蕩憚而不收,甲乙注云。不、收、太素作失守。張云。恐懼則神志驚散。故蕩憚而不收。上文言喜樂者。神憚散而不藏。與此稍同。但彼云不藏者。神不能持而流蕩也。此云不收者。神為恐懼而散失也。所當詳辨。

心怵惕(止)死於冬,張云。此下言情志所傷之病。而死各有時也。心藏神。神傷則心怯。故恐懼自失。䐃者筋肉結聚之處。心虛則脾弱。故破䐃脫肉。毛悴者。皮毛憔悴也。下文准此。色夭者心之色。赤欲如白裹朱。不欲如赭也。火衰畏水。故死於冬。
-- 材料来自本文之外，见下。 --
PR #305, opened 2020-09-21
Automatically log out and display a warning when receiving a 412 precondition not met

Scratchcat1:


jsharkey13:
We won't be using the 412 Precondition Failed response any time soon, so I am closing this. But it will be useful to refer to this for the `X-Session-Expires` header stuff, since the `handleSessionInvalidation(...)` method could be useful!

PR #307, opened 2020-09-23
Remove invisible encoding character from cookie banner which converts…

Scratchcat1:
… it into an emoji

Invisible variation selector 16 was causing the i symbol to be rendered as an emoji.


jsharkey13 (approved):
I would say this looks good to me, but I think the point is that I can't see the difference :P

(This did not need to be a PR, by the way, since it's small, clear and agreed in advance).

PR #308, opened 2020-09-24
 Fix layout issues on set assignments and add groups modal 

Scratchcat1:
- Fix touching buttons on narrow screens on the add groups modal.
- Fix unaligned cards on set assignments page


Morpheu5 (approved):

src/scss/common/assignments.scss
```diff
@@ -0,0 +1,4 @@
+.assignments-grid {
```
bh412, line 1: Keeps the cards the same height but when 'assign/ unassign' clicked all row expands to match

src/app/components/pages/SetAssignments.tsx
```diff
@@ -144,7 +144,7 @@ const Board = (props: BoardProps) => {
     const boardSubjects = determineGameboardSubjects(board);
     const boardLevels = determineGameboardLevels(board);
 
-    return <Card className="board-card">
+    return <Card className="board-card h-100">
```
bh412, line 147: Not sure we want this to be the set height here

src/app/components/elements/modals/GroupsModalCreators.tsx
```diff
@@ -59,23 +59,23 @@ export const groupInvitationModal = (firstTime: boolean) => {
         body: <CurrentGroupInviteModal firstTime={firstTime} />,
         buttons: [
             <RS.Row key={0}>
-                <RS.Col>
+                <RS.Col className="my-2">
```
bh412, line 62: I think this modal is actually fine, and it's the 'GameboardCreatedModal' that needed work, but I've done this change to it

bh412 (commented):
Mostly works but set assignments has the expanding card quirk so going to move this to won't fix too minor - A nice implementation though and I'll see if there are any other card bits it should be applied to

bh412:
We've since accomplished this in another way so this is redundant.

脾愁憂(止)死於春,張云。憂本肺之志。而亦傷脾者。母子氣通也。憂則脾氣不舒。不舒則不能運行。故悗悶而亂。四肢皆稟氣於胃。而不得至經。必因於脾。乃得稟也。故脾傷則四肢不舉。脾色之夭者。黃欲如羅裹雄黃。不欲如黃土也。土衰畏木。故死於春。

白話文:

【本神篇第八】

能夠承載和感知外界事物的稱為「心」。所謂心意、志思、智慮等,皆源於心。因此,凡是負責接納與處理外界事物的功能,都歸屬於心。《素問·靈蘭秘典論》提到:「心如同君主,主宰神明的活動。」萬物的變化機制,無一不是由心所主導。

心中有所回憶稱為「意」。回憶即思憶,指念頭初起時,心有所向但尚未確定的狀態。當心念已動但未明確歸屬時,便是「意」。
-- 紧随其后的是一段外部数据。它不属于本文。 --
PR #310, opened 2020-09-25
Try to stop full URLs as gameboard IDs

bh412:
Simple check for "http" being manually entered into the gameboard ID if provided by a staff member. Won't affect http being present in random generated ID from backend if no ID provided by staff.

### DIFF
--- a/src/app/services/validation.ts
+++ b/src/app/services/validation.ts
@@ -20,7 +20,7 @@ export const validateEmail = (email?: string) => {
 };
 
 export const validateUrl = (url?: string) => {
-    return !url || !url.includes("http");
+    return !url || /^[a-z0-9_-]+$/.test(url);
 };
 
 export const isDobOverThirteen = (dateOfBirth?: Date) => {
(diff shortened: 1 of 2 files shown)


jsharkey13 (changes requested):
This still allows invalid IDs, and blocks valid ones. Just blocking anything not matching something like `^[a-z0-9_-]+$` would be better, I think. Not sure if we should allow uppercase letters, there seems no reason to even if they won't break anything.

(Please test that regex, and don't just trust something I made up as I went!)

src/app/services/validation.ts
```diff
@@ -19,6 +19,10 @@ export const validateEmail = (email?: string) => {
     return email && email.length > 0 && email.includes("@");
 };
 
+export const validateUrl = (url?: string) => {
```
jsharkey13, line 22: Sorry to be a further pain, but could this be `isValidGameboardId`?

jsharkey13: And take `gameboardId` as the argument?

jsharkey13: I think that's the correct way round, it returns true if valid, which is undefined or matching?

jsharkey13 (changes requested):

src/app/services/validation.ts
bh412: Done!

jsharkey13 (approved):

意念持續積累形成「志」。當意念堅定不移,明確確立方向時,便是「志」。

因志向而反覆思考調整稱為「思」。即使志向已定,仍需不斷權衡考量,此過程即為「思」。

因深思而長遠謀劃稱為「慮」。深入思考未來時,難免產生憂慮與疑慮,故稱「慮」。

因謀慮而妥善處理事務稱為「智」。當疑慮產生後,能做出恰當決斷的便是「智」。這些功能雖分屬不同臟腑,但皆由心統籌,心為主宰。

「長生久視」出自《老子》,意指根基穩固,方能長久生存。

「怵惕」指恐懼驚慌。過度恐懼會導致精氣流失,甚至耗竭生命。

過度喜樂會使神氣渙散無法內守;憤怒則使人昏亂失序;恐懼則導致神志散逸不收。

心受恐懼所傷,可能導致肌肉消瘦、皮毛憔悴、面色黯淡,並在冬季病情加重甚至死亡。

脾受憂愁所傷,會使氣機不暢,導致四肢無力、面色枯黃,並在春季病情惡化甚至死亡。憂傷脾,是因肺(憂之屬)與脾(母與子)氣機相通之故。